═══ THE DATA

PR #4781, opened 2023-11-13
[CBRD-25062] Fix the assert condition in function heap_scan_pb_lock_and_fetch

hyahong:
http://jira.cubrid.org/browse/CBRD-25062

Purpose
```
if (scan_cache->page_latch == NULL_LOCK)
{
	page_lock = NULL_LOCK;
}
else
{
	assert (scan_cache->page_latch >= NULL_LOCK);
	assert (lock >= NULL_LOCK);
	page_lock = lock_Conv[scan_cache->page_latch][lock];
	assert (page_lock != NA_LOCK);
}
```
assert (scan_cache->page_latch >= NULL_LOCK) should not contains a condition about `scan_cache->page_latch == NULL_LOCK`

and, `lock` can be only S_LOCK or X_LOCK since all the callers of this function gives S_LOCK or X_LOCK as parameter `lock`.  so assert (lock >= NULL_LOCK) can be changed assert (lock == S_LOCK || lock == X_LOCK) and moved to beginning of this function.

Implementation
N/A

Remarks
N/A

### DIFF
--- a/src/storage/heap_file.c
+++ b/src/storage/heap_file.c
@@ -1154,7 +1154,7 @@ heap_stats_del_bestspace_by_vpid (THREAD_ENTRY * thread_p, VPID * vpid)
   (void) heap_stats_entry_free (thread_p, ent, NULL);
   ent = NULL;
 
-  heap_Bestspace->num_stats_entries -= 1;
+  heap_Bestspace->num_stats_entries--;
 
 end:
   assert (mht_count (heap_Bestspace->vpid_ht) == mht_count (heap_Bestspace->hfid_ht));
@@ -1233,6 +1233,8 @@ heap_scan_pb_lock_and_fetch_debug (THREAD_ENTRY * thread_p, const VPID * vpid_pt
   LOCK page_lock;
   PGBUF_LATCH_MODE page_latch_mode;
 
+  assert (lock == S_LOCK || lock == X_LOCK);
+
   if (scan_cache != NULL)
     {
       if (scan_cache->page_latch == NULL_LOCK)
@@ -1241,8 +1243,7 @@ heap_scan_pb_lock_and_fetch_debug (THREAD_ENTRY * thread_p, const VPID * vpid_pt
 	}
       else
 	{
-	  assert (scan_cache->page_latch >= NULL_LOCK);
-	  assert (lock >= NULL_LOCK);
+	  assert (scan_cache->page_latch > NULL_LOCK);
 	  page_lock = lock_Conv[scan_cache->page_latch][lock];
 	  assert (page_lock != NA_LOCK);
 	}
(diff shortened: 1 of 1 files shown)


hornetmj (approved):

src/storage/heap_file.c
```diff
@@ -1233,6 +1233,8 @@ heap_scan_pb_lock_and_fetch_debug (THREAD_ENTRY * thread_p, const VPID * vpid_pt
   LOCK page_lock;
   PGBUF_LATCH_MODE page_latch_mode;
 
+  assert (lock == S_LOCK || lock == X_LOCK);
```
wrlawodms, line 1237: >  lock can be only S_LOCK or X_LOCK since all the callers of this function gives S_LOCK or X_LOCK as parameter lock.

This pre-condition could be true, but I don't think this can be the reason. If others are not used doesn't mean that it's not allowed. It could be that there is just no use case. We need another proper reason to go with this.

hornetmj: @wrlawodms That's a good comment. However, verification of your request is beyond the scope of this issue. So, we have two options. One is to not edit the part you mentioned, and the other is to leave a comment with relevant information in the edited part. I think it would be a good idea to leave information through the second option(track it as a comment) and then check whether only S_LOCK and X_LOCK are allowed in later.

wrlawodms: Do we need to change the pre-condition check even without verification? It's trivial, but I don't see any benefit of this change.

wrlawodms: I mean, is this worth it though it even needs a comment saying "we're not sure" for this?

hornetmj: This issue is not one that accomplishes any meaningful work. The purpose is to reduce minor errors by removing unnecessary code and removing unnecessary conditions. Comments will be written in TODO: format and will simply confirm whether LOCKs other than S_LOCK and X_LOCK are allowed.

wrlawodms: >  The purpose is to reduce minor errors by removing unnecessary code and removing unnecessary conditions

I think it's meaningful, but we don't know if the assertion is unnecessary.
If you don't want to debate, you can go ignoring my comment. :)  If you want to keep the debate, I still don't know how this is a work for the purpose you said.

hornetmj: I always feel our discussion is worth. However this part is too minor and we have to use our time more productive way. So, I choose my opinion and leave a comment for this to track the issue that this function is only allowed by S_LOCK and X_LOCK. Thanks : )

wrlawodms: Yes, that's what I mean:)

hornetmj (approved):

PR #4789, opened 2023-11-16
[CBRD-25082] If the leaf nodes are compressed, store the common prefix in BTREE_NODE_HEADER

youngjinj:
http://jira.cubrid.org/browse/CBRD-25082

### In TO-BE, the common prefix is stored in BTREE_NODE_HEADER.
- We are calculating the common prefix every time we scan the index. The common prefix does not change unless the node is split or merged, so calculating it every time is inefficient. To calculate the common prefix, we need to check whether both the lower fence key and the upper fence key exist in the leaf node and compare the two keys to check how many columns there are in common.
- The purpose is to skip the common prefix when performing a binary search in compressed leaf nodes.
- In TO-BE, the common prefix is stored in BTREE_NODE_HEADER. This way, we can know the common prefix right away without doing inefficient calculations.

### The two functions below are separated by purpose.
```
btree_node_common_prefix, btree_node_is_compressed
  -> btree_node_calculate_common_prefix, btree_node_get_common_prefix
```

### DIFF
--- a/src/storage/btree.c
+++ b/src/storage/btree.c
@@ -12723,15 +12723,18 @@ btree_node_get_common_prefix (THREAD_ENTRY * thread_p, BTID_INT * btid, PAGE_PTR
     {
       is_compressed = false;
     }
-#endif /* !NDEBUG */
 
   if (header->common_prefix > 0 && header->common_prefix < btid->key_type->precision)
     {
       assert (is_compressed);
+    }
+#endif /* !NDEBUG */
+
+  if (header->common_prefix > 0 && header->common_prefix < btid->key_type->precision)
+    {
       return header->common_prefix;
     }
 
-  assert (!is_compressed);
   return 0;
 }
 
--- a/src/storage/btree.c
+++ b/src/storage/btree.c
@@ -12739,7 +12739,7 @@ btree_node_get_common_prefix (THREAD_ENTRY * thread_p, BTID_INT * btid, PAGE_PTR
  * btree_node_calculate_common_prefix () - Checks whether the given page can be compressed
  *                                         and returns the common prefix if it can.
  *
- *   return: Common prefix. If 0, the page was not compressed.
+ *   return: Common prefix. If 0, compression is not possible.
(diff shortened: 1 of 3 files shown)


xmilex-git (approved):
The function `btree_node_is_compressed()` has been renamed to `btree_node_get_common_prefix()`. How about adding a comment that if the return value of `btree_node_get_common_prefix()` is 0, it means that the node is not compressed? I suggest this considering future development where it may be necessary to check whether a node is compressed or not.

youngjinj:
> The function `btree_node_is_compressed()` has been renamed to `btree_node_get_common_prefix()`. How about adding a comment that if the return value of `btree_node_get_common_prefix()` is 0, it means that the node is not compressed? I suggest this considering future development where it may be necessary to check whether a node is compressed or not.

Thank you. I will add comments to help other developers understand.

shparkcubrid (approved):

src/storage/btree.c
```diff
@@ -12689,57 +12769,92 @@ btree_node_common_prefix (THREAD_ENTRY * thread_p, BTID_INT * btid, PAGE_PTR pag
...
+  if (header == NULL)
+    {
+      assert (false);
+      goto not_compressed;
+    }
+
+  if (header->node_level > 1)
+    {
+      /* Compression is only possible at leaf nodes. */
+      goto not_compressed;
```
hornetmj, line 12794: Nit:

The code in this part is identical to the part of btree_node_get_common_prefix(). How about writing it as a separate function and using it?

hornetmj (approved):

src/storage/btree.c
youngjinj: Thank you.
As you suggested, I thought about whether it would be better to make this common code into separate functions.

I left these codes so that there would be no difference with AS-IS.
I wanted to minimize the code that needed verification in this PR.

I think you should have checked this code before calling this function.
If I had to change anything further here, I think it would be to make sure that these codes are checked before this function is called.
I don't think there's a need to make it a separate function.

PR #4794, opened 2023-11-20
[CBRD-24914] Core dumped in pt_ordbynum_to_key_limit_multiple_ranges at src/parser/xasl_generation.c:23489

xmilex-git:
http://jira.cubrid.org/browse/CBRD-24914

When using `MRO optimization`, we fixed an issue where a condition created by rewrite that is `always true/false` was recognized as a data filter and asserted. 

- The following are the revised contents: 

1. We modified the `qo_reduce_equality_terms()` function to remove expressions found to be `always true` before the function ends. 

3. In `qo_check_terms_for_multiple_range_opt()`, if a term is identified as `PT_VALUE`, it is treated as `always false` since the `always true` terms have been removed, thus preventing `MRO optimization`.


src/optimizer/query_rewrite.c
```diff
@@ -1844,6 +1851,89 @@ qo_reduce_equality_terms (PARSER_CONTEXT * parser, PT_NODE * node, PT_NODE ** wh
...
+		    {
+		      cut_off = true;
+		    }
+		}
+	    }
+	}
+      else
+	{
+	  dnf_prev = NULL;
+	  while ((dnf_node = ((dnf_prev) ? dnf_prev->or_next : expr)))
```
youngjinj: Is there a scenario to test when the optimizer is trying to MRO when DNF has an always true condition?

xmilex-git: I attempted to use the following scenario as a test scenario for the DNF node, but failed.
```sql
select 
    /*+ recompile ordered */ t.c2 
from 
    t0 inner join t1 as t on t.c2 = 5 or t0.c1 = t.c1 and t0.c1 = 1 
where 
    t.c1 = 1 order by t.c2 limit 1;
```

In this case, the following query statement is written:

```sql
select 
    /*+ ORDERED */ t.c2 
from 
    t0 t0 inner join t1 t on ((t.c2= ?:2 ) or (t0.c1= ?:3 )) and ((t.c2= ?:0 ) or (t0.c1= ?:1 )) 
where 
    t.c1= ?:4 order by 1 for orderby_num()<= ?:5
```
Despite mentioning that `t0.c1` is a constant, I am encountering difficulties as the terms inside `((t.c2= ?:2 ) or (t0.c1= ?:3 ))` are not being changed.

shparkcubrid: How about excluding DNF from deletion? I don’t think it’s a target of the reduce_equality_term.

xmilex-git: @shparkcubrid I think it's good idea. I'll modify and commit.

xmilex-git: This example helps.
```sql
select /*+ recompile ordered */ t.c2
from t0 inner join t1 as t on (t.c2 = 1 or t0.c1 = t.c1)
where t.c1 = 1 and t0.c1 = 1
order by t.c2
limit 1;
```

src/optimizer/query_rewrite.c
```diff
@@ -1844,6 +1851,63 @@ qo_reduce_equality_terms (PARSER_CONTEXT * parser, PT_NODE * node, PT_NODE ** wh
...
+      if (expr->or_next == NULL)
+	{
+	  if (opd1 && opd2 && op == PT_EQ && opd1->node_type == PT_VALUE && opd2->node_type == PT_VALUE)
+	    {
+	      domain = pt_xasl_node_to_domain (parser, expr);
+	      qualifier = expr->info.expr.qualifier;
+	      dbv1 = pt_value_to_db (parser, opd1);
+	      dbv2 = pt_value_to_db (parser, opd2);
+	      opd3 = expr->info.expr.arg3;
+	      dbv3 = pt_value_to_db (parser, opd3);
```
youngjinj: PT_EQ does not use arg3.
So, I think it is okay to pass dbv3 and opd3 as NULL here.
```
pt_evaluate_db_value_expr (parser, expr, expr->info.expr.op, dbv1, dbv2, NULL, &dbval_res, domain, opd1, opd2, NULL, qualifier)
```

If necessary for the future, how about changing it to the following?
- We have a problem calling the pt_value_to_db function without checking `opd3->node_type == PT_VALUE`.
```suggestion
	      dbv3 = (opd3 != NULL && opd3->node_type == PT_VALUE) ? pt_value_to_db (parser, opd3) : NULL;
```

src/optimizer/query_rewrite.c
```diff
@@ -1844,6 +1851,63 @@ qo_reduce_equality_terms (PARSER_CONTEXT * parser, PT_NODE * node, PT_NODE ** wh
...
+	  else
+	    {
+	      *orgp = expr->next;
+	    }
+	  expr->next = NULL;
+	  parser_free_tree (parser, expr);
+	}
+      else
+	{
+	  expr_prev = (expr_prev) ? expr_prev->next : expr;
```
youngjinj: Why should we check expr_prev?
What problems will occur if we do the following?
```suggestion
	  expr_prev = expr;
```

xmilex-git: The initial value of expr_prev is set to NULL. In this scenario, expr is pointing to the first element in the list. It seems likely that an error will occur when first entering the while loop. This implementation method was referenced from the where_type function.

src/optimizer/plan_generation.c
```diff
@@ -3975,7 +3975,22 @@ qo_check_terms_for_multiple_range_opt (QO_PLAN * plan, int first_sort_col_idx, b
...
+	  /*
+	   * We decided not to support MRO (Multiple Row Optimization) if the return value
+	   * of the bitset_iterate() function is checked and found to be -1. 
+	   * This is related to the CBRD-24914 issue, which involves a core dump occurring
+	   * when term->pt_expr is converted to PT_VALUE resulting in an always true/false condition.
+	   * Therefore, in the process of reducing the equality term, some parts of the 
+	   * always true condition have been removed. In cases of an always false condition, 
+	   * or an always true condition that has not been removed, this implementation does not support MRO optimization.
+	   */
+	  return NO_ERROR;
```
youngjinj:
```suggestion
	  return NO_ERROR;	/* give up */
```

src/optimizer/query_rewrite.c
```diff
@@ -1844,6 +1850,61 @@ qo_reduce_equality_terms (PARSER_CONTEXT * parser, PT_NODE * node, PT_NODE ** wh
...
+	      dbv1 = pt_value_to_db (parser, opd1);
+	      dbv2 = pt_value_to_db (parser, opd2);
+	      if (pt_evaluate_db_value_expr
+		  (parser, expr, expr->info.expr.op, dbv1, dbv2, NULL, &dbval_res, domain, opd1, opd2, NULL, qualifier))
+		{
+		  if (DB_VALUE_TYPE (&dbval_res) == DB_TYPE_INTEGER && db_get_int (&dbval_res) == 1)
+		    {
+		      cut_off = true;
+		    }
+		}
```
youngjinj: This is only for PT_EQ, but I think calling the pt_evaluate_db_value_expr function is excessive.
```suggestion
	      dbv1 = pt_value_to_db (parser, opd1);
	      dbv2 = pt_value_to_db (parser, opd2);
	      if (db_value_compare (dbv1, dbv2) == DB_EQ)
		{
		  cut_off = true;
		}
```

src/optimizer/query_rewrite.c
```diff
@@ -1360,6 +1360,12 @@ qo_reduce_equality_terms (PARSER_CONTEXT * parser, PT_NODE * node, PT_NODE ** wh
   PT_NODE *save_where_next;
   bool copy_arg2;
   PT_NODE *dt1, *dt2;
+  bool cut_off;
+  PT_NODE *expr_prev = NULL;
+  PT_NODE *opd1, *opd2;
+  DB_VALUE *dbv1, *dbv2, dbval_res;
+  PT_MISC_TYPE qualifier = (PT_MISC_TYPE) 0;
+  TP_DOMAIN *domain;
```
youngjinj: There are variables that can be removed.
```suggestion
  DB_VALUE *dbv1, *dbv2;
```

src/optimizer/plan_generation.c
```diff
@@ -3975,7 +3975,22 @@ qo_check_terms_for_multiple_range_opt (QO_PLAN * plan, int first_sort_col_idx, b
 	  return NO_ERROR;
 	}
 
-      for (s = bitset_iterate (&(termp->segments), &iter_s); s != -1; s = bitset_next_member (&iter_s))
+      s = bitset_iterate (&(termp->segments), &iter_s);
```
shparkcubrid: How about 'if (bitset_is_empty (&(termp->segments))' ?

xmilex-git: I think it's good idea, I'll modify it and commit.

shparkcubrid (approved):

youngjinj (approved):

src/optimizer/plan_generation.c
```diff
@@ -3975,6 +3975,21 @@ qo_check_terms_for_multiple_range_opt (QO_PLAN * plan, int first_sort_col_idx, b
 	  return NO_ERROR;
 	}
 
+
+      if (bitset_is_empty (&(termp->segments)))
+	{
+	  /*
+	   * We decided not to support MRO (Multiple Row Optimization) if the return value
+	   * of the bitset_iterate() function is checked and found to be -1.
```
youngjinj: Please sync comments and code.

══════

WORK TASK:
Set down exactly the lines that begin with the one containing "xmilex-git: I think" and end with the last line above, and no others.

ANSWER BOX:
xmilex-git: I think it's good idea, I'll modify it and commit.

shparkcubrid (approved):

youngjinj (approved):

src/optimizer/plan_generation.c
```diff
@@ -3975,6 +3975,21 @@ qo_check_terms_for_multiple_range_opt (QO_PLAN * plan, int first_sort_col_idx, b
 	  return NO_ERROR;
 	}
 
+
+      if (bitset_is_empty (&(termp->segments)))
+	{
+	  /*
+	   * We decided not to support MRO (Multiple Row Optimization) if the return value
+	   * of the bitset_iterate() function is checked and found to be -1.
```
youngjinj: Please sync comments and code.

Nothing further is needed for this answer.